From the first line to the last, reproduce the data exactly.

######

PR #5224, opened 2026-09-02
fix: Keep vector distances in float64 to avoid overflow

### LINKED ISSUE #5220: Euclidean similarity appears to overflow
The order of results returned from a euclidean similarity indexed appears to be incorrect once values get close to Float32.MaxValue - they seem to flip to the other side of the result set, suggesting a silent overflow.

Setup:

######

*Completed task:*
PR #5224, opened 2026-09-02
fix: Keep vector distances in float64 to avoid overflow

### LINKED ISSUE #5220: Euclidean similarity appears to overflow
The order of results returned from a euclidean similarity indexed appears to be incorrect once values get close to Float32.MaxValue - they seem to flip to the other side of the result set, suggesting a silent overflow.

Setup:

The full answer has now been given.